Mas a viagem continuou… E durante quanto tempo?Um mês. Fui à Grécia, Alemanha, Dinamarca, Jugoslávia, Bulgária. Tudo isto antes do muro cair. A Grécia era uma cena bué política. Também me marcaram as drogas em Amesterdão. Ir para lá, no início dos anos 80, foi uma sorte do caralho. Levei com junkies, que nunca tinha visto. Só passado uns anos é que apareceram cá.

E mandaste cenas lá?Não, nada. Pá, mandei drogas só aos trinta e tal anos. Aprendi bué de cenas a viajar. Fiz para aí uns sete inter-rails. Mudava as datas, ou as cidades dos bilhetes. Compravas aqui um bilhete no Porto até à fronteira, e depois raspavas o nome e punhas, por exemplo, Londres. Depois vieram os Renegados. Foi a maior maluqueira.
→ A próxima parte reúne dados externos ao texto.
Issue #176, opened 2020-04-15
Support decorators for middleware in resources


crookse:
## Summary

What: Support decorators for middleware in resources.

Why: Currently, you define middleware in the resources using the resources' `middleware` property. It would be nice to define middleware using decorators and attaching those decorators to each HTTP method (if they require middleware).

## Acceptance Criteria

- [ ] Update documentation
- [x] Update tests
- [x] Decorators can be used in resources

## Example Pseudo Code (for implementation)

```typescript
import Drash from "https://deno.land/x/drash@v0.39.5/mod.ts";

class HomeResource extends Drash.Http.Resource {
  static paths = ["/"];

  @middleware("some middleware")
  public GET() {
    this.response.body = "Hello GET request!";
    return this.response;
  }

  @middleware("some other middleware")
  public POST() {
    this.response.body = "Hello POST request!";
    return this.response;
  }
}

const server = new Drash.Http.Server({
  address: "localhost:1447",
  response_output: "text/html",
  resources: [HomeResource]
});

server.run();
```

Guergeiro:
I like it. How will you do decorators?
```typescript
@middleware("some middleware")
@middleware("double middleware")
public GET() {
    this.response.body = "Hello GET request!";
    return this.response;
}
```
```typescript
@middleware(["some decorator","double middleware"])
public GET() {
    this.response.body = "Hello GET request!";
    return this.response;
}
```

crookse:
@Guergeiro,

Probably the second approach with the array

PR #181, opened 2020-04-16
Issue #176 decorators

ebebbington:
Supports decorators for one instance: middleware.

*Bare in mind, some of this is in it's early stages*

Will only support the following usage *currently*:
`@middleware('yourMiddleware')`

## Progress Notes
* A new decorators directory has been created to hold the method and logic for the `@middleware` method
* The logic inside the above is by all means not ready. I think it needs looking at to see how it could be implemented, suggestions welcome!
* The middleware method is now part of the exports in `mod.ts`
* `before_request` and `after_request` have been added to the `middleware` property for the server instantiation
* The server class has been updated to handle this new functionality, for before and after requests
* The middleware decorator file does need to be cleaned up as well, if it's possible to improve or move the logic within

## Problems I See
* On each before request and after request in the server class, those methods get all the middle-wares regardless if they are for *before* or *after*, I dont see how we could limit the logic to only get the before and after. 
* How we store the middlewares before server initialisation - middlewares are ready before they have access to the server, so currently i have kept them in a variable inside the `decorators/middle.ts` file. This isn't ideal.
* Maybe a specific look over from @crookse to check for any possible uncaught errors or security holes in the logic i added to thee server class
* Tests need to be written after some of these questions are figured out

## Example Usage from a Dev
```
import {Drash, Middleware } from "../mod.ts";

class TestResource extends Drash.Http.Resource {
    static paths = ["/test"];

    @Middleware(['AuthMiddleware', 'LogoutMiddleware'])
    //@ts-ignore - USER NEEDS A TSCONFIG.JSON
    public GET() {
        return this.response
    }
    @Middleware('AuthMiddleware')
    public POST() {
        ...
    }
}

class AuthMiddleware extends Drash.Http.Middleware {
    public run() {
        console.log('YOU ARE NOT AUTHED')
        //throw new Drash.Exceptions.HttpMiddlewareException(403, "NOT AUTHED");
    }
}
class LogoutMiddleware extends Drash.Http.Middleware {
    public run() {
        console.log('YOU ARE LOGGED OUT NOW')
    }
}

    address: 'localhost:1447',
    resources: [
        TestResource
    ],
    middleware: {
        resource_level: {
            before_request: [
                AuthMiddleware
            ],
            after_request: [
                LogoutMiddleware
            ]
        }
    }
});
server.run()
```


crookse:
I didn't notice it before, but I see now we have to define resource-level middleware in `before_request` and `after_request` blocks during server creation. That changes the syntax a bit. It does put it more in line with how the server middleware is configured though. Just putting this out there so we can all see it... if we kept the same syntax, the middleware would be defined like:

```
@Middleware('before_request:AuthMiddleware')
```

That's ugly.

ebebbington:
> I didn't notice it before, but I see now we have to define resource-level middleware in `before_request` and `after_request` blocks during server creation. That changes the syntax a bit. It does put it more in line with how the server middleware is configured though. Just putting this out there so we can all see it... if we kept the same syntax, the middleware would be defined like:
> 
> ```
> @Middleware('before_request:AuthMiddleware')
> ```
> 
> That's kind of weird IMO.

Yeah I agree with you. I did have to capitalise the decorator to avoid conflicts with the existing middleware class- don't know if this is a bad thing?

crookse:
I like it as `@Middleware`, so it's not a bad thing to me unless someone justifies why we should use `@middleware`

Guergeiro:
Honestly, if decorators become a problem, I would implement the Middleware using the Decorator Design Pattern and not TypeScript decorators.

ebebbington:
Closed in favour of https://github.com/drashland/deno-drash/pull/186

Ya, queria ir para aí. Os Senisga, a tua primeira banda e os famosos Renegados.Não sei quando começou. Senisga foi em Trás-os-Montes. Dois, três concertos. Lembro-me de um, numa festa da Nossa Senhora da Assunção, só com velhotes. Bazou tudo, ou quase tudo. Nós a tocar com distorção. Ficaram 15, mas a curtir tótil. Depois vim para o Porto. Renegados tinha a essência toda do punk, que é como eu costumo dizer, 70% de atitude e 30% de música. Vinhas para a banda porque eras amigo, isso contava mais que tocar. Aquilo tinha os ritmos simples, mas toda a história da banda, toda a envolvência é que a tornava famosa. Quando era suposto começar a decidirmo-nos, tivemos problemas na banda. Egos, gajas, muito álcool. Foi uma banda de sexo, álcool e rock’n’roll. Voltámos, sete ou oito anos depois, com um concerto brutal no Porto Rio.

No Porto havia alguma organização política, alguma estrutura punk?Não. O punk tinha objectivos claros, uma vida melhor, expoente máximo de viver em comunidade. O punk foi a melhor coisa que me aconteceu na vida e também a maior desilusão. Ficaram poucas marcas de uma estrutura em Portugal. Claro que, no aspecto visual, um punk ter andado com 20 brincos fez com que um gajo hoje em dia ande com um e ninguém o chateie. A excentricidade do punk fez com que as pessoas se vestissem de outra forma. Mas no aspecto político, nós nunca fomos organizados. Não é como o movimento skin, que são capazes de se juntar todos e saírem juntos. O punk é uma cena muito mais libertária, não tens que andar comigo para ser punk. Chego aos 44 anos e vejo que fica muito pouco e isso deixa-me desiludido. Com os anos fui-me interessando mais pelo punk político.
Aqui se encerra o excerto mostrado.